Возможная либеральная позиция в подобном положении это максимальная свобода от бюрократа с его так называемым государственным интересом и … За этим, по идее, в конце-концов следует передача функций по реализации социокультурных и правовых норм другой социальной фигуре, способной более «правильно» относиться к нормируемой ситуации и в том числе модернизировать сами нормы, делая их более адекватными ситуациям деятельности. (Вспомним упомянутую нами историю хлебных законов в Европе XYII века.) В случае с экономической сферой деятельности такой фигурой объявляется предприниматель, который, подобно Форду, действуя во благо себе, действует во благо общества. Эта легенда, восходящая к физиократам, в очередной раз дискредитирована практикой нового российского капитализма. Но дело даже не в практической дискредитации, которая как частный случай мало что доказывает. Суть в том, что передача от одной фигуры к другой не меняет принципа моносубъектности управления как процесса если не создания, то реализации правовых норм. Тогда как решение проблемы лежит в создании полисубъектных форм управления, когда в принятии и реализации управленческого решения участвуют все заинтересованные стороны.

Многопартийная парламентская демократия, казалось бы, создавалась в качестве механизма, который способен выразить интересы всех общественных слоев по крайней мере на уровне принятия нормативных актов. Но и этот механизм давно дискредитирован, поскольку реальными силами в нем оказываются представляющие сильных мира сего лоббисты, а не «интересы общественных групп». Здесь нет места филантропии: забота «государства» о народном образовании напрямую связана с геополитической конкурентоспособностью государства, а забота «бизнеса» о народном благосостоянии, коль скоро она проявляется, вызвана потребностями расширения рынка. Только собственные проблемы каждой из этих сторон заставляют её демонстрировать заботу о других, в том числе и о так называемом «населении». (Электоральная проблема народных избранников лишь одна из них, и проще всего она решается путем манипулирования электоратом, а не решения народных проблем.

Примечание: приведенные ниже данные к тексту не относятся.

Issue #358, opened 2021-07-12
Changing profile in TektonConfig doesn't reflect on components  


sm43:
# Expected Behavior
changing profile should reflect on components
In case of OpenShift
changing profile from `all` to `basic` should delete the tekton addon resource 

# Actual Behavior

changing profile doesn't have any effect on components.

# Steps to Reproduce the Problem
Tested on Openshift but I think would be similar on Kubernetes platform too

Но за этой констатацией факта остается принципиальный вопрос – может ли кто-либо сказать об этих проблемах помимо самого народа.)

 

На этом фоне слышны призывы к консолидации всех общественных сил, по напряжению напоминающие  времена Отечественных войн.[2] Пафос объяснимый, поскольку инновационные механизмы развития, приобретшие тотальный размах, обострили и умножили поля локальной и глобальной конкурентной борьбы не только в сфере бизнеса, но и меж государствами. И если менее актуальными стали разговоры о горячих и холодных войнах, то все ожесточеннее войны многочисленных рейтингов компаний, товаров, стран, экономических и социокультурных показателей деятельности.

Одной из форм консолидации заявлены «партнерства», причем наибольшее значение отводится партнерству власти, бизнеса и населения. Последнее парадоксально, если учесть, что демократическая власть по способу своего формирования уже, казалось бы, консолидировала общество. Но именно такие парадоксы сигнализируют о неблагополучии власти, а точнее, организованном ею управлении с точки зрения современной потребности в консолидации.

 

Можно, конечно, сказать, что история, которая через призму интеграционной парадигмы выглядит иначе, чем с либеральных позиций, переполнена партнерством. Лишь для иллюстрации приведу некоторые: путинские Госсовет и посиделки с олигархами, более гомогенные объединения самих олигархов, Госсовет Николая II и Земские Соборы первых Романовых. В сфере трудовых отношений нечто похожее на партнерство существует в рамках трехстороннего договора между профсоюзами, бизнесом и властью. Чем иным, нежели выражением идеи партнерства и его организационно-институциональной формой являются парламенты. Другое дело, что они не универсальны в партнерстве, выражая интересы отдельных групп, а не «всего общества» как того хотелось бы. В противоположность парламентскому, идеальное организмическое государство Платона, как и его исторические вариации, выстроено на концепции интеграции, но никак не партнерства.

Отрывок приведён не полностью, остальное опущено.